═══ Study material ═══

Issue #71, opened 2015-11-25
make fixes based on code climate suggestions


ashleygwilliams:
https://codeclimate.com/github/npm/marky-markdown/issues/categories/bugrisk

zeke:
I'm not sure about [the suggestion](https://codeclimate.com/github/npm/marky-markdown/bin/marky-markdown.js) to use `throw` instead of `process.exit()`. Doing so will result in a bunch error output to the screen, when all we really want is usage:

═══

Search the listing above for "https" and copy every line that holds it.

https://codeclimate.com/github/npm/marky-markdown/issues/categories/bugrisk
I'm not sure about [the suggestion](https://codeclimate.com/github/npm/marky-markdown/bin/marky-markdown.js) to use `throw` instead of `process.exit()`. Doing so will result in a bunch error output to the screen, when all we really want is usage:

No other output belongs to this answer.